Exercise requirements: The answer is the set of lines that include "individually", copied from the data below.

── Exercise data

PR #1551, opened 2025-06-27
Flake part treefmt

awwpotato:
requires github.com/nix-community/stylix/pull/1289, cc @MattSturgeon 

## Things done


flake/dev/default.nix
```diff
@@ -0,0 +1,49 @@
...
+  imports = [
+    inputs.treefmt-nix.flakeModule
+    ./dev-shell.nix
+    ./nixpkgs-rev.nix
+    ./packages.nix
+    ./pre-commit.nix
+  ];
+
+  perSystem = {
+    treefmt = {
```
MattSturgeon: This feels like a good opportunity to move the treefmt config to a dedicated module (e.g. `./treefmt.nix` or `./formatting.nix`)

flake/dev/default.nix
```diff
@@ -0,0 +1,49 @@
...
+      projectRootFile = "flake.nix";
```
MattSturgeon: Treefmt now supports asking `git` where the root of the worktree is, however IIUC treefmt-nix doesn't yet support _not_ configuring the `projectRootFile`...

IIRC `flake.nix` or `flake.lock` is already the default. However, you may want to pick another filepath to indicate the root, as this will false-positive for the dev-partition's flake files.

flake/dev/dev-shell.nix
MattSturgeon, line 1: The devShell is still referencing `runtimeInputs` from treefmt, which treefmt-nix doesn't have.

Do we actually need direct access to the individual formatters? The idea of treefmt is it abstracts that away.

0xda157: ideally each formatter would be individually available in the dev shell, but it's not a big deal if there isn't an easy way to do it.

MattSturgeon: Not specific to this refactor, but the issue with exposing the underlying formatter in the devshell is that they are not wrapped with the appropriate settings, so they may format differently from how treefmt will.

Another issue is it discourages use of treefmt, which has a ton of other benefits, such as only formatting files that have actually been changed since treefmt last ran.

Generally, there should be no reason not to always run treefmt.

flake/dev/default.nix
danth: The license could be a good candidate for this

danth (approved):

flake/dev/default.nix
0xda157: regardless that's out of scope for this pr

PR #253, opened 2021-06-06
Fix: Handle edge case when dao module minimum bond is zero

cbrzn:
-  If DAO Module has minimum bond set to zero, a default bond of 0.001 ETH is going to be set


bonustrack (approved):
Looks good!

PR #275, opened 2021-06-27
Test strategy with latest snapshot

ChaituVR:


bonustrack:
- We should test the format of the score return to be sure it's an array of object with a number as value and address as key.
- Remove 10 sec test on the "latest" test

test/index.spec.ts
```diff
@@ -51,27 +51,30 @@ describe(`\nTest strategy "${strategy}"`, () => {
...
   }, 2e4);
 
-  it('Should return an array', () => {
+  it('Should return an array of object with addresses', () => {
     expect(scores).toBeTruthy();
+    // Check array
     expect(Array.isArray(scores)).toBe(true);
+    // Check array contains a object
+    expect(typeof scores[0]).toBe('object');
+    // Check object contains atleast one address from example.json
```
bonustrack, line 65:
```suggestion
    // Check object contains at least one address from example.json
```

bonustrack (approved):

PR #278, opened 2021-06-29
Add strategy [iotex-staked-balance]

maswalker:
add strategy iotex-staked-balance


maswalker:
@ChaituVR @bonustrack

bonustrack (approved):
Looks good! It will be up in ~5mn

PR #282, opened 2021-06-30
[erc20-balance-of-quadratic-delegation] A new strategy for quadratic delegations 

ferittuncer:
This is a variant of erc20-balance-of-delegation strategy that preserves voting power in the case of quadratic voting.

The problem with erc20-balance-of-delegation is that if used with quadratic voting, the total voting power that the delegate has is less than expected.
In other words, delegation causes voting power loss. To fix this, we created this strategy.

Say there are two persons, with 100 vote credits each, in a quadratic voting setting. Person A delegates to person B.

Using erc-20-balance-of-delegation:

`Voting Credits of Person B = Voting Credits of Person A + Voting Credits of Person B = 200`

Person A could cast 10 (10^2=100) votes individually, similarly, Person B could cast 10 (10^2=100) votes individually, so in total, they could cast 20 votes.
But now, delegate can't cast 20 votes (20^2=400) because it needs 400 credits.

Solution:

`Voting Credits of Person B = (Sqrt(Voting Credits of Person A) + Sqrt(Voting Credits of Person B))^2 = 400`

Now the delegate can represent the sum of individual voting powers.


ChaituVR:
Hi @ferittuncer 

Make sure to add your strategy to https://github.com/snapshot-labs/snapshot.js/blob/master/src/strategies/index.ts#L106

and make sure to test your strategy with 
```bash
npm run test --strategy=erc20-balance-of-quadratic-delegation

```

src/strategies/erc20-balance-of-quadratic-delegation/index.ts
```diff
@@ -0,0 +1,49 @@
+import { strategy as erc20BalanceOfStrategy } from '../erc20-balance-of';
+import { getDelegations } from '../../plugins/delegation/utils';
+
+export const author = 'bonustrack';
```
ChaituVR, line 4: This should be your Github username

ferittuncer:
Please don't merge yet as I haven't tested it actually, but coded blindly. Because I'm unable to run the test suite.

ChaituVR:
@ferittuncer If you are still having issues in your local system, you can check logs in the github actions on this PR 
image
which seems to be working fine to test your strategy

src/strategies/erc20-balance-of-quadratic-delegation/index.ts
```diff
@@ -0,0 +1,49 @@
...
+  const delegations = await getDelegations(
+    space,
+    network,
+    provider,
+    addresses,
+    options,
+    snapshot
+  );
+  if (Object.keys(delegations).length === 0) return {};
+  console.debug('Delegations', delegations);
```
ChaituVR, line 24: Can we remove the unwanted logs?

ferittuncer:
> @ferittuncer If you are still having issues in your local system, you can check logs in the github actions on this PR
> image
> which seems to be working fine to test your strategy

The build is successful but does it yield correct values?

ferittuncer:
As we verified the problem is indeed in my environment, I started to work on a VM now.

ferittuncer:
Screenshot from 2021-07-05 14-32-24

As I suspected, it's not working correctly. Logs indicate a linear sum of voting scores, instead of quadratic.

I'm having hard time to print my debugging console logs, I guess this is an issue with Jest (https://stackoverflow.com/a/54190964/1079908). If you have a tip on this, I would appreciate.

src/strategies/erc20-balance-of-quadratic-delegation/index.ts
ferittuncer: Actually, this is a `console.debug` not a `console.log` so it will only print when in debugging mode. Do you still think we should remove it? If yes, I'm going to remove when I'm done with debugging.

ferittuncer:
> Screenshot from 2021-07-05 14-32-24
> 
> As I suspected, it's not working correctly. Logs indicate a linear sum of voting scores, instead of quadratic.
> 
> I'm having a hard time printing my debugging console logs, I guess this is an issue with Jest (https://stackoverflow.com/a/54190964/1079908). If you have a tip on this, I would appreciate it.

Found the origin of this problem, and fixed it in the last commit.

bonustrack (approved):

bonustrack:
@ferittuncer Just merged! It should be live in ~10mn

PR #286, opened 2021-07-01
feat: Added Aave Space validation function and generic validation test suite

kartojal:
- Add Aave Space validation function for validation of new proposals
- Added a generic way to test "validation" functions via `npm run test:validation --validation=your-validation-name", by default it runs the basic validation.


package.json
```diff
@@ -55,6 +55,7 @@
     "build:cjs": "rollup -c rollup.cjs.config.js",
     "dev": "rollup -c -w",
     "test": "jest test/index.spec.ts --runInBand",
+    "test:validation": "jest test/validation.spec.ts --runInBand",
```
bonustrack, line 58: It would be better to have a build script before running the test to be sure it use latest version of the validation code, like this:
```suggestion
    "test:validation": "npm run build:cjs && jest test/validation.spec.ts --runInBand",
```

src/validations/aave-space-validation/index.ts
```diff
@@ -0,0 +1,56 @@
+import { call, getScores } from '../../utils';
```
bonustrack, line 1: The `call` function doesn't seem to be used you can remove it
```suggestion
import { getScores } from '../../utils';
```

src/validations/aave-space-validation/index.ts
```diff
@@ -0,0 +1,56 @@
...
+import { BigNumber } from '@ethersproject/bignumber';
```
bonustrack, line 2: This one too
```suggestion
```

test/validation.spec.ts
```diff
@@ -0,0 +1,56 @@
...
+  let getValidationTime = null;
+
+  it('Validation should run without any errors', async () => {
+    try {
+      const performanceStart = performance.now();
+      isValid = await snapshot.utils.validations[validation](
+        example.userAddress,
+        example.space || defaultSpace,
+        {},
+        {}
```
bonustrack, line 37: Would be great to have the validation params from example here
```suggestion
        example.validation.params || {}
```

bonustrack (approved):
Perfect!

PR #288, opened 2021-07-05
[modefi-staking] Add Strategies - Modefi

Modefi:
Fixes # .

- Add Strategies
- 
-


src/strategies/modefiMultichain/index.ts
```diff
@@ -0,0 +1,104 @@
+import { subgraphRequest } from '../../utils';
+import getProvider from '../../utils/provider';
+import strategies from '..';
+
+export const author = 'Modefi';
+export const version = '0.0.1';
+
+const defaultGraphs = {
+  '56': 'https://api.thegraph.com/subgraphs/name/apyvision/block-info',
+  '250': 'https://api.thegraph.com/subgraphs/name/ord786/fantom-blocks'
```
ChaituVR, line 10: Looks like this is just a copy of `multichain` strategy, is there any reason to make it seperate? I think you can use `multichain` strategy in your space and that strategy can support this networt

https://github.com/snapshot-labs/snapshot.js/blob/master/src/strategies/multichain/examples.json#L41-L43

src/strategies/index.ts
```diff
@@ -201,6 +203,8 @@ export default {
   brightid,
   'inverse-xinv': inverseXINV,
   modefi,
+  'modefiStaking': modefiStaking,
```
ChaituVR, line 206: The strategy name should be like this.. can u plz rename the folder name too.. 

```suggestion
  'modefi-staking': modefiStaking,
```

ChaituVR (changes requested):

Modefi:
Strategy updated

ChaituVR (commented):
LGTM

bonustrack (approved):

PR #289, opened 2021-07-06
Test cases failing if addresses are different word case

ChaituVR:
Fixes issue when running `uniswap` strategy,

where

`0x79317fC0fB17bC0CE213a2B50F343e4D4C277704` is the output 
and `0x79317fc0fb17bc0ce213a2b50f343e4d4c277704` is given in example.json


bonustrack (approved):
Looks good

────

Your solution:
0xda157: ideally each formatter would be individually available in the dev shell, but it's not a big deal if there isn't an easy way to do it.
Person A could cast 10 (10^2=100) votes individually, similarly, Person B could cast 10 (10^2=100) votes individually, so in total, they could cast 20 votes.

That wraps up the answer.